How does it work? By the efficiency achieved in marrying a redox flow battery — which stores chemical energy between two components dissolved in liquid, and is already in use in some places to store energy for the electrical grid — to a high-performance solar cell, without any intermediate steps. Jin said, “We only used two conversions — from sunlight to stored chemical energy to electricity. Combining the functions of separated devices into a single device allows us to bypass the intermediate step of electricity generation, which results in a more efficient, compact, and cost-effective approach to utilizing solar energy.”
What is it?
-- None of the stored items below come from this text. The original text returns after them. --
PR #1152, opened 2026-04-09
fix: use web condition names by default in browser-like test environment

9aoy:
### Background
browser-like test environments were still resolving with node-oriented defaults, which makes browser-field reproduction harder and left this regression without a framework example outside the existing React and Vue samples.

### Implementation
- Update the core Rsbuild plugin to default web-like environments to `['browser', '...']` condition names. (follow https://github.com/web-infra-dev/rspack/blob/7165b2395e37c73732c5ede3664ca382faae13d0/packages/rspack/src/config/defaults.ts#L1104)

Tiny extracellular sacs called microvesicles could function as “biological delivery trucks,” marshalled by doctors and scientists to target tumors, halt an asthma attack or track toxins, according to new findings from Harvard.
Why does it matter? Harvard professor Quan Lu had been conducting research on a gene suspected of causing asthma when his team made an adjacent discovery: They came across another gene, ARRDC1, whose protein “can travel from inside to the surface of a cell to form tiny sacs, called microvesicles, which are subsequently released into the space around a cell,” according to Harvard Public Health magazine: the kind of mobility that could lead to the above-mentioned medical triumphs. Philip Stahl, a professor of cell biology, commented on the discovery, “This is a whole new form of intercellular communication. It’s going to change medicine. We are learning the way cells talk to each other, but we don’t know all the vocabulary yet.”
How does it work? Microvesicles themselves are only a fairly recent subject of scientific pursuit — the ones Lu’s team focused on are 100 nanometers in diameter, or about 1/1,000th the width of a human hair. Though scientists once thought of extracellular vesicles as a kind of biological debris — the leftovers — they’re now coming to understand that they play a crucial, if still somewhat mysterious, role in the communication between cells, carrying proteins, nucleic acids and lipids. Lu thinks microvesicles could potentially be used as a kind of cellular Trojan horse, for instance, targeting tumors with cancer-killing drugs that the body might otherwise reject.